From that day on, there was never a dull moment. Together, the two of them ran Mat-Valley Potato Growers on the Palmer Fishhook farm where Bob had grown up and his ashes now will be scattered.
Together they raised a family that often extended beyond children and nephews, brothers and sisters, parents and grandparents.
“When he met anyone, they weren't a stranger for very long,” Dace told me. Many of these once-strangers ended up eating at their table, living on their farm, becoming a part of their lives. Dace said she never knew who would show up with Bob in his pickup truck, or what big plans he would have up his sleeve.
“There was no one else like him,” his sister Margaret Brockman said. “He was one of a kind.”
Bob was a true Alaskan, born in Sitka and raised a farmer, trapper and hunter. In addition to taking over the family farm, he worked as a state trooper, policeman and corrections officer all over the state - Cordova, Fairbanks, Anchorage and Palmer. And for each of those places, he had more than just a story or two to tell.
They were the kind of stories that keep children perched on the edges of their chairs, stories of scrapes and mishaps that recall Jack London, stories that can only exist in the Last Frontier. Some were firsthand, like the bullet he took as a policeman.
Others he had just witnessed, like the man who killed an abusive husband and was released by the judge, told that he could avoid jail time as long as he never killed anyone else.
Each story got better with another telling. They told of an Alaska many of us yearn for, the one where a poor, hungry family poaches a moose during a bitter winter and a young state trooper shares fried steaks with them in their cabin. They were stories in which the good guys almost always won, and the bad guys ended up tied to a tree, chased out of town, or made to work harder than they ever had in their lives.

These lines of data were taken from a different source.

PR #7070, opened 2019-06-13
Fix issue 19835 - std.algorithm.mutation.copy static array source arg…

shove70:
…ument broken

### DIFF
--- a/std/algorithm/mutation.d
+++ b/std/algorithm/mutation.d
@@ -78,7 +78,7 @@ T2=$(TR $(TDNW $(LREF $1)) $(TD $+))
 module std.algorithm.mutation;
 
 import std.range.primitives;
-import std.traits : isArray, isAssignable, isBlitAssignable, isNarrowString,
+import std.traits : isArray, isStaticArray, isAssignable, isBlitAssignable, isNarrowString,
        Unqual, isSomeChar, isMutable;
 import std.meta : allSatisfy;
 import std.typecons : tuple, Tuple;
@@ -365,7 +365,7 @@ Returns:
     The unfilled part of target
  */
 TargetRange copy(SourceRange, TargetRange)(SourceRange source, TargetRange target)
-if (isInputRange!SourceRange && isOutputRange!(TargetRange, ElementType!SourceRange))
+if ((isInputRange!SourceRange || isStaticArray!SourceRange) && isOutputRange!(TargetRange, ElementType!SourceRange))
 {
     static if (areCopyCompatibleArrays!(SourceRange, TargetRange))
     {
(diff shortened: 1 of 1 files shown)


shove70:
@thewilsonator, Thanks!

shove70:
@n8sh, Thank you.  ^_^

std/algorithm/mutation.d
```diff
@@ -365,7 +365,7 @@ Returns:
     The unfilled part of target
  */
 TargetRange copy(SourceRange, TargetRange)(SourceRange source, TargetRange target)
-if (isInputRange!SourceRange && isOutputRange!(TargetRange, ElementType!SourceRange))
+if ((isInputRange!SourceRange || isArray!SourceRange) && isOutputRange!(TargetRange, ElementType!SourceRange))
```
ZombineDev: Most functions in phobos work with ranges, but not with static arrays. Array slices (dynamic arrays) are already ranges and so are covered by the `isInputRange` constraint. If the consensus is that we want to allow `copy` to receive static array arguments, I suggest being explicit and change `isArray` to `isStaticArray`.

Additionally, receiving large objects by value can be a performance issue, so I suggest changing the `SourceRange source` parameter to `auto ref SourceRange source` to avoid unnecessary copying large static arrays.

ZombineDev:
CC @andralex @jmdavis

std/algorithm/mutation.d
shove70: @ZombineDev, Thank you! It has been adjusted to your suggestion: a5b83ca

shove70:
@andralex, @jmdavis, @ZombineDev:

Thank you for your comments, I have benefited a lot. The great Masters'love of technology and their meticulous attitude are highly respected.

In rangebase's function, if copying is given special treatment, it will destroy the style of the overall architecture and possibly cause problems in the future direction of development. I can understand the Masters' concerns. I will close this PR.

The original intention of submitting this PR is that the ability of copy static arrays exists in v2.085.1, and it was suddenly lost in a submission from v2.086.0 onwards. This sudden loss of functionality can cause problems for users.

In v2.085.1:

```
private enum bool areCopyCompatibleArrays(T1, T2) =
    isArray!T1 && isArray!T2 && is(typeof(T2.init[] = T1.init[]));

TargetRange copy(SourceRange, TargetRange)(SourceRange source, TargetRange target)
if (areCopyCompatibleArrays!(SourceRange, TargetRange))
{
    ...
}

TargetRange copy(SourceRange, TargetRange)(SourceRange source, TargetRange target)
if (!areCopyCompatibleArrays!(SourceRange, TargetRange) &&
    isInputRange!SourceRange &&
    isOutputRange!(TargetRange, ElementType!SourceRange))
{
    ...
}

```
In v2.086.0:

```
private enum bool areCopyCompatibleArrays(T1, T2) =
    isArray!T1 && isArray!T2 && is(typeof(T2.init[] = T1.init[]));

TargetRange copy(SourceRange, TargetRange)(SourceRange source, TargetRange target)
if (isInputRange!SourceRange && isOutputRange!(TargetRange, ElementType!SourceRange))
{
    static if (areCopyCompatibleArrays!(SourceRange, TargetRange))
    {
        ...
    }
    else
    {
        ...
    }
}

```

andralex:
Interesting, thanks. The culprit is https://github.com/dlang/phobos/commit/439b9a701b076fe87f6f73c39bc25d7b0edd681b. The previous codebase was "working" for static arrays unintentionally: `copy()` would copy the entire array on the stack prior to copying it to the destination, so two copies would be made instead of one.

shove70:
> Interesting, thanks. The culprit is [439b9a7](https://github.com/dlang/phobos/commit/439b9a701b076fe87f6f73c39bc25d7b0edd681b). The previous codebase was "working" for static arrays unintentionally: `copy()` would copy the entire array on the stack prior to copying it to the destination, so two copies would be made instead of one.

Salute you and thank you for all you have done for us.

To a large extent, Bob had lived those stories. He seemed to make it his goal to decrease the number of bad guys in the world, and the best way was to turn them into good guys. Even after he had “retired” and lost a leg to diabetes, Bob was back working in corrections at Point MacKenzie.

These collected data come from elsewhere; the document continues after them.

PR #7071, opened 2019-06-13
Fix issue 19823 - std.range.dropOne doesn't drop the element when cal…

shove70:
…led after std.algorithm.iteration.filter

### DIFF
--- a/std/range/package.d
+++ b/std/range/package.d
@@ -3426,7 +3426,7 @@ if (isBidirectionalRange!R)
 R dropOne(R)(R range)
 if (isInputRange!R)
 {
-    range.popFront();
+    range.popFrontN(1);
     return range;
 }
 /// ditto
@@ -3459,6 +3459,23 @@ pure @safe nothrow unittest
     auto bd = filterBidirectional!"true"([1, 2, 3]);
     assert(bd.dropOne().equal([2, 3]));
     assert(bd.dropBackOne().equal([1, 2]));
+}
+
+// issue 19823
+@safe unittest
+{
+    import std.format : format;
+
+    auto a = [1, 2, 3, 4];
+    assert(format("%s", a.filter!(a => a != 1).dropOne) == "[3, 4]");
+    assert(format("%s", a.filter!(a => a != 2).dropOne) == "[3, 4]");
+    assert(format("%s", a.filter!(a => a != 3).dropOne) == "[2, 4]");
+    assert(format("%s", a.filter!(a => a != 4).dropOne) == "[2, 3]");
+    assert(format("%s", a.filter!(a => a == 1).dropOne) == "[]");
+    assert(format("%s", a.filter!(a => a == 2).dropOne) == "[]");
+    assert(format("%s", a.filter!(a => a == 3).dropOne) == "[]");
+    assert(format("%s", a.filter!(a => a == 4).dropOne) == "[]");
+    assert(a.filter!(a => a != 1).array.dropOne == [3, 4]);
 }
 
 /**


shove70:
> dropOne should error if there's no element. If this is not wanted, you can use `.drop(1)`

@wilzbach, Thanks.
If used `drop(1)`, the issue still exists. This issue can be solved by using `popFrontN(1)`, which I tested is normal when there are no elements.

jmdavis:
@wilzbach 
> dropOne should error if there's no element.

That's not quite true. If there are no elements, `dropOne` should never be called on the range in the first place, because that means calling `front` on an empty range. Many ranges do assert in `front` that the range is not empty, but it's not required, and that goes away with `-release`. The behavior of calling `front` on an empty range is unspecified. Rather, it's up to the caller to never do that, and it's a bug in the caller if they do. It _might_ then be caught by an assertion, but it might not. Either way, the bug is in the caller.

In any case, this change is clearly wrong. The documentation is quite clear that calling `dropOne`) is equivalent to calling `popFront()` and returning the range, not calling `popFrontN(1)`, which checks `empty` and then only calls `popFront()` if there's an element to pop. If `dropOne` is being called on an empty range, then the bug is definitely in the caller. If it's not being called on an empty range, and calling `dropOne` and `drop(1)` aren't equivalent, then something else is going wrong.

@shove70 Using `drop(1)` in your example makes the code work.

    import std.range: drop;
    import std.stdio: writefln;
    import std.algorithm.iteration: filter;
    import std.array: array;

    void main()
    {
        auto a = [1,2,3,4];
        writefln("%s", a.filter!(a => a != 1).drop(1));
        writefln("%s", a.filter!(a => a != 2).drop(1));
        writefln("%s", a.filter!(a => a != 3).drop(1));
        writefln("%s", a.filter!(a => a != 4).drop(1));
        writefln("%s", a.filter!(a => a == 1).drop(1));
        writefln("%s", a.filter!(a => a == 2).drop(1));
        writefln("%s", a.filter!(a => a == 3).drop(1));
        writefln("%s", a.filter!(a => a == 4).drop(1));
        writefln("%s", a.filter!(a => a != 1).array.drop(1));
    }

prints the correct thing. And if we change it to use assertions and get rid of all of the unnecessary string stuff, `drop(1)` still works. e.g. this example uses assertions but expands them out for no dropping, calling `drop(1)`, and calling `dropOne()`.

    import std.range: drop, dropOne;
    import std.algorithm.iteration: filter;
    import std.array: array;

    void main()
    {
        auto a = [1,2,3,4];

        assert(a.filter!(a => a != 1).equal([2, 3, 4]));
        assert(a.filter!(a => a != 2).equal([1, 3, 4]));
        assert(a.filter!(a => a != 3).equal([1, 2, 4]));
        assert(a.filter!(a => a != 4).equal([1, 2, 3]));
        assert(a.filter!(a => a == 1).equal([1]));
        assert(a.filter!(a => a == 2).equal([2]));
        assert(a.filter!(a => a == 3).equal([3]));
        assert(a.filter!(a => a == 4).equal([4]));
        assert(a.filter!(a => a != 1).equal([2, 3, 4]));

        assert(a.filter!(a => a != 1).drop(1).equal([3, 4]));
        assert(a.filter!(a => a != 2).drop(1).equal([3, 4]));
        assert(a.filter!(a => a != 3).drop(1).equal([2, 4]));
        assert(a.filter!(a => a != 4).drop(1).equal([2, 3]));
        assert(a.filter!(a => a == 1).drop(1).empty);
        assert(a.filter!(a => a == 2).drop(1).empty);
        assert(a.filter!(a => a == 3).drop(1).empty);
        assert(a.filter!(a => a == 4).drop(1).empty);
        assert(a.filter!(a => a != 1).drop(1).equal([3, 4]));

        assert(a.filter!(a => a != 1).dropOne().equal([3, 4]));
        assert(a.filter!(a => a != 2).dropOne().equal([3, 4]));
        assert(a.filter!(a => a != 3).dropOne().equal([2, 4]));
        assert(a.filter!(a => a != 4).dropOne().equal([2, 3]));
        assert(a.filter!(a => a == 1).dropOne().empty);
        assert(a.filter!(a => a == 2).dropOne().empty);
        assert(a.filter!(a => a == 3).dropOne().empty);
        assert(a.filter!(a => a == 4).dropOne().empty);
        assert(a.filter!(a => a != 1).dropOne().equal([3, 4]));
    }

It passes all of the assertions until it hits the first `dropOne` line. So, there is no problem with `drop`, and if you used `drop` in your code, you'd be fine. However, there clearly _is_ a problem with `dropOne`. If I reduce the tests down to

    void main()
    {
        import std.algorithm.iteration : filter;
        import std.range : drop;

        auto arr = [1, 2, 3, 4];
        auto a = [1,2,3,4];

        auto result = a.filter!(a => a != 1)();
        assert(result.save.equal([2, 3, 4]));
        assert(result.drop(1).equal([3, 4]));
    }

that passes, because it uses `drop(1)`. If I then change it to use `dropOne` instead

    void main()
    {
        import std.algorithm.iteration : filter;
        import std.range : dropOne;

        auto arr = [1, 2, 3, 4];
        auto a = [1,2,3,4];

        auto result = a.filter!(a => a != 1)();
        assert(result.save.equal([2, 3, 4]));
        assert(result.dropOne().equal([3, 4]));
    }

then the second assertion fails, still indicating a problem with `dropOne`. However, if I then factor out `dropOne` entirely, and just use `popFront` directly

    void main()
    {
        import std.algorithm.iteration : filter;

        auto arr = [1, 2, 3, 4];
        auto a = [1,2,3,4];

        auto result = a.filter!(a => a != 1)();
        assert(result.save.equal([2, 3, 4]));
        result.popFront();
        assert(result.equal([3, 4]));
    }

the second assertion _still_ fails. This indicates that `dropOne` isn't the problem at all. Rather, it looks like the problem is either with `Filter`'s `popFront`, or the compiler is generating wrong code. I don't have time to dig into this any further at the moment, but if you want to fix this bug, then you'll need to make this reduced example work. Once that's fixed, `dropOne` should then work just fine.

As an aside, even if your fix here were correct, the tests shouldn't be generating strings, because it's not necessary to reproduce the bug. Printing out the results like you did in the bug report is useful for seeing what's happening, but unless converting the ranges to strings is required for reproducing the bug, there's no reason to do all of that string formatting in the tests.

shove70:
@jmdavis, Thank you very much!

The essence of the problem is indeed `filter()` and `struct FilterResult`. Simply fixing the `dropOne()` to solve the issue is indeed too sloppy, sorry.
I will carefully analyze the problem of `struct FilterResult` and fix it.

Also, for your last suggestion, I also feel very helpful to me, thank you.
My intention is to completely cover the usage scenarios in the bug report in tests. The `writefln("%s"...` of the bug report is converted to a string by calling `format()`. Of course this is just my original Thought, I very much agree with your suggestion, I will not perform string conversion operation in the resubmitted PR.

shove70:
@jmdavis, Due to my mistake, I closed this PR by mistake. The new PR is:
https://github.com/dlang/phobos/pull/7072

PR #7072, opened 2019-06-13
Fix issue 19823 - std.range.dropOne doesn't drop the element when cal…

shove70:
…led after std.algorithm.iteration.filter

### DIFF
--- a/std/algorithm/iteration.d
+++ b/std/algorithm/iteration.d
@@ -1358,11 +1358,11 @@ private struct FilterResult(alias pred, Range)
 
     void popFront()
     {
+        prime;
         do
         {
             _input.popFront();
         } while (!_input.empty && !pred(_input.front));
-        _primed = true;
     }
 
     @property auto ref front()
@@ -1478,6 +1478,23 @@ private struct FilterResult(alias pred, Range)
     int underX(int a) { return a < x; }
     const(int)[] list = [ 1, 2, 10, 11, 3, 4 ];
     assert(equal(filter!underX(list), [ 1, 2, 3, 4 ]));
+}
+
+// issue 19823
+@safe unittest
+{
+    import std.algorithm.comparison : equal;
+    import std.range : dropOne;
+
+    auto a = [1, 2, 3, 4];
+    assert(a.filter!(a => a != 1).dropOne.equal([3, 4]));
+    assert(a.filter!(a => a != 2).dropOne.equal([3, 4]));
+    assert(a.filter!(a => a != 3).dropOne.equal([2, 4]));
+    assert(a.filter!(a => a != 4).dropOne.equal([2, 3]));
+    assert(a.filter!(a => a == 1).dropOne.empty);
+    assert(a.filter!(a => a == 2).dropOne.empty);
+    assert(a.filter!(a => a == 3).dropOne.empty);
+    assert(a.filter!(a => a == 4).dropOne.empty);
 }
 
 /**


shove70:
dropOne should error if there's no element. If this is not wanted, you can use .drop(1)

@wilzbach, Thanks.
If used drop(1), the issue still exists. This issue can be solved by using popFrontN(1), which I tested is normal when there are no elements.

shove70:
Please help me, Masters:

1. In std.range.package.d:
```
...
R drop(R)(R range, size_t n)
if (isInputRange!R)
{
    range.popFrontN(n);
    return range;
}
...
R dropOne(R)(R range)
if (isInputRange!R)
{
    // No 1: drop(1);
    // No 2: range.popFrontN(1);
    return range;
}
...
```

On the surface, these two sentences should be completely equivalent, but in fact they produce different results. It seems a bit confusing. I think this should be the strength and charm of dlang's template.

I don't think the essence of the problem is` drop(), dropOne()` itself, but `struct FilterResult` of std.algorithm.iteration.d:
```
...
private struct FilterResult(alias pred, Range)
{
    alias R = Unqual!Range;
    R _input;
    private bool _primed;

    private void prime()
    {
        if (_primed) return;
        while (!_input.empty && !pred(_input.front))
        {
            _input.popFront();
        }
        _primed = true;
    }

    this(R r)
    {
        _input = r;
    }

    private this(R r, bool primed)
    {
        _input = r;
        _primed = primed;
    }

    auto opSlice() { return this; }

    static if (isInfinite!Range)
    {
        enum bool empty = false;
    }
    else
    {
        @property bool empty() { prime; return _input.empty; }
    }

    //void popFront()
    //{
    //    do
    //    {
    //        _input.popFront();
    //    } while (!_input.empty && !pred(_input.front));
    //    _primed = true;
    //}
    // Modify it to read as follows:
    void popFront()
    {
        prime;
        do
        {
            _input.popFront();
        } while (!_input.empty && !pred(_input.front));
    }

    @property auto ref front()
    {
        prime;
        assert(!empty, "Attempting to fetch the front of an empty filter.");
        return _input.front;
    }

    static if (isForwardRange!R)
    {
        @property auto save()
        {
            return typeof(this)(_input.save, _primed);
        }
    }
}
...
```

Modification here can also solve this issue, I think it is more appropriate to modify here? But the impact here is so great that I dare not modify it easily.

Masters, please give us some advice.

std/range/package.d
```diff
@@ -3461,6 +3461,25 @@ pure @safe nothrow unittest
...
 }
 
+// issue 19823
+@safe unittest
+{
+    import std.format : format;
+    import std.algorithm.iteration : filter;
+
+    auto a = [1, 2, 3, 4];
+    assert(format("%s", a.filter!(a => a != 1).dropOne) == "[3, 4]");
```
Basile-z: Maybe drop `format()` and compare `.array`, like done for the last assertion.

shove70: Hi, Basile-z, Thank you. 

```d
void main() {
    auto a = [1,2,3,4];
    writefln("%s", a.filter!(a => a != 1).dropOne); // [2, 3, 4] WRONG
    writefln("%s", a.filter!(a => a != 2).dropOne); // [3, 4]
    writefln("%s", a.filter!(a => a != 3).dropOne); // [2, 4]
    writefln("%s", a.filter!(a => a != 4).dropOne); // [2, 3]
    writefln("%s", a.filter!(a => a == 1).dropOne); // []
    writefln("%s", a.filter!(a => a == 2).dropOne); // [2] WRONG
    writefln("%s", a.filter!(a => a == 3).dropOne); // [3] WRONG
    writefln("%s", a.filter!(a => a == 4).dropOne); // [4] WRONG
    writefln("%s", a.filter!(a => a != 1).array.dropOne); // [3, 4]
}
```

In this issue, there is no bug in compare `.array`, and the bug will be trigger only when the `dropOne()` operation is performed directly on `filter()` return value `FilterResult`.

shove70:
```d
@safe unittest
{
    import std.algorithm.iteration : filter;

    auto a = [1, 2, 3, 4];
    assert(a.filter!(a => a != 1).dropOne.save.equal([3, 4]));
    assert(a.filter!(a => a != 2).dropOne.save.equal([3, 4]));
    assert(a.filter!(a => a != 3).dropOne.save.equal([2, 4]));
    assert(a.filter!(a => a != 4).dropOne.save.equal([2, 3]));
    assert(a.filter!(a => a == 1).dropOne.save.empty);
    assert(a.filter!(a => a == 2).dropOne.save.empty);
    assert(a.filter!(a => a == 3).dropOne.save.empty);
    assert(a.filter!(a => a == 4).dropOne.dropOne.dropOne.save.empty);
    assert(a.filter!(a => a != 1).array.dropOne == [3, 4]);
}
```

Shall I change it to this way? Thank you!

Basile-z: sorry, you can mark as resolved. I hadn't see that this was the code from the report.

PR #7077, opened 2019-06-17
Fix Issue 19980 - File.byLine skips first line in some cases when used inside map!()

CyberShadow:
Don't read the line upon the construction of `byLine`, as that advances the file pointer and interacts badly with some range constructs involving `byLine` (such as `joiner`).

It's possible to avoid introducing `haveLine` by encoding it into null-ness of `line` (and moving EOF state from null-ness of `line` to null-ness of `buffer`), but that's probably too hacky for Phobos.

This patch also changes `byLine` so that `popFront` doesn't advance the file pointer (only calling `front` after `popFront` does that), but that's not necessary to fix the bug.

The overhead of the boolean checks added in this patch is probably negligible compared to that of the C `FILE*` implementation and the actual cost of doing I/O.

### DIFF
--- a/std/stdio.d
+++ b/std/stdio.d
@@ -2131,6 +2131,7 @@ Allows to directly use range operations on lines of a file.
             Char[] buffer;
             Terminator terminator;
             KeepTerminator keepTerminator;
+            bool haveLine;
 
         public:
             this(File f, KeepTerminator kt, Terminator terminator)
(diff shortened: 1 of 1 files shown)


thewilsonator:
test case doesn't use map. Is that a reduced test case? Otherwise looks good.

CyberShadow:
Yep, I posted a little explanation in the issue. The `map` range's `front` was evaluated several times, which caused `byLine` to be called more than once.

His own home and farm continued to be a place of second, third, maybe even fourth chances.
Bob was always finding people on hard times and reaching a hand out to them.

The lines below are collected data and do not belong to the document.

PR #7080, opened 2019-06-19
Fix issue 19986 - Can't assign large const T to std.Variant.VariantN

shove70:


John-Colvin:
A solution should probably handle this case too:

```D
import std.variant;
void foo()
{
    VariantN!32 v;
    v = const(S).init;
}

struct S
{
    ubyte[33] s;
}
```

shove70:
> A solution should probably handle this case too:
> 
> ```d
> import std.variant;
> void foo()
> {
>     VariantN!32 v;
>     v = const(S).init;
> }
> 
> struct S
> {
>     ubyte[33] s;
> }
> ```

Okay, let me deal with it. Thank you for reminding me.

shove70:
@John-Colvin, Help me see, is it feasible to solve this issue? Thank you!

std/variant.d
```diff
@@ -690,12 +690,29 @@ public:
...
-                    *p = rhs;
+                    static if (!isMutable!T)
+                    {
+                        alias UT = Unqual!T;
+                        auto p = cast(UT*)(new U[n]).ptr;
+                        *p = cast(UT) rhs;
+                    }
+                    else
+                    {
+                        auto p = cast(T*)(new U[n]).ptr;
```
thewilsonator: You can just drop this branch and use `Unqual` everywhere since `Unqual!S == S`

shove70: Thanks!
It has been handled as review required.

PR #7082, opened 2019-06-21
19987 - Reduce memory used by VariantN

Kriyszig:
Issue: [19987](https://issues.dlang.org/show_bug.cgi?id=19987)

Swapping the `fptr` and `union` around will avoid larger alignment.

### DIFF
--- a/std/variant.d
+++ b/std/variant.d
@@ -179,8 +179,6 @@ private:
             apply, postblit, destruct }
 
     // state
-    ptrdiff_t function(OpID selector, ubyte[size]* store, void* data) fptr
-        = &handler!(void);
     union
     {
         align(maxVariantAlignment!(AllowedTypes)) ubyte[size] store;
@@ -188,6 +186,8 @@ private:
         static if (size >= (void*).sizeof)
             void*[size / (void*).sizeof] p;
     }
+    ptrdiff_t function(OpID selector, ubyte[size]* store, void* data) fptr
+        = &handler!(void);
 
     // internals
     // Handler for an uninitialized value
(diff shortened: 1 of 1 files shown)


std/variant.d
```diff
@@ -1234,6 +1234,14 @@ public:
     assert(a[5] == 7);
 }
 
+@system unittest
```
thewilsonator: It seems this should be `@safe`

Kriyszig: Addressed in 6553c2e
Thanks for the review :+1:

thewilsonator: No problems, thanks for the bug fix.

thewilsonator:
Seems to fail on 32bit.

Kriyszig:
Noticed that! I'll try to get my hands on a 32bit system and lot the result of `sizeof`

“That's one thing I learned from my dad - everybody deserves a second chance,” Adam Boyd told me. “Don't be too quick to judge.”
Adam says his dad also taught him to love the outdoors. One of his earliest memories is of being a toddler, riding in a pack on his dad's back as they checked his traps along a snow-buried trail.
Bob introduced countless people to Alaska's wilderness. Each summer he would rope together a group of teenagers, farm workers, friends and relatives, put them on horses whether they knew how to ride or not, and take them into the mountains or out on the tundra. There were also trips to run a fish wheel on the Copper River, to hunt rabbits in willow patches up north, to check traps, to hunt caribou. And the more people, the better.
My husband, Sam, was on many of those excursions.
“That's why I started trapping, hearing all his stories,” Sam told me. “As far as we were concerned, Bob was one of the old-timers.”
But in the end, it's not the wilderness adventures or hair-raising stories that people remember most about Bob. It's his heart.
“Whenever we walked up the hill from the trapline, whoever was in front, he would tell them to make sure everybody had a tree to lean on before you stopped to rest,” Sam said. “You had to count the people behind you and then count the trees you passed, and keep going until everybody had a tree to lean on. That's how he was - he was always thinking about other people.”
So now the table has turned. Now there are a lot of people thinking about Bob Boyd, people who were once strangers but now can't remember a time when they didn't know him.
Lifelong Palmer resident Eowyn LeMay Ivey is a former Frontiersman reporter who now works at Fireside Books.